__WHAT NEEDS TO BE DONE__. Would you work out how many lines below include the word "likely"? Only that number is wanted.

Saved data entries
┄┄┄┄┄┄

PR #190, opened 2025-07-21
Auth ID Cacheing

AK2000:
## Summary
Added cache and local client to import auth performance. Previously, a `oauth2_token_introspect` call was made for every API call to the cloud hosted server. In addition, the AuthClient was protected by a lock, so only one call could proceed even with asyncio. To fix these issues, I moved the AuthClient to thread local storage and included a cache on the token introspect calls. Preliminary benchmarking on my (very old) laptop shows that this led to a significant speed-up of authentication compared to before. There is more work to be done, but this likely explains most of the performance issues we were having during the tutorial.

Previous benchmark (the variance is likely due to the range of other tasks on my laptop, and the fact that I only ran 1 repetition):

┄┄┄┄┄┄

__OUTPUT FOR THIS EXERCISE__. 2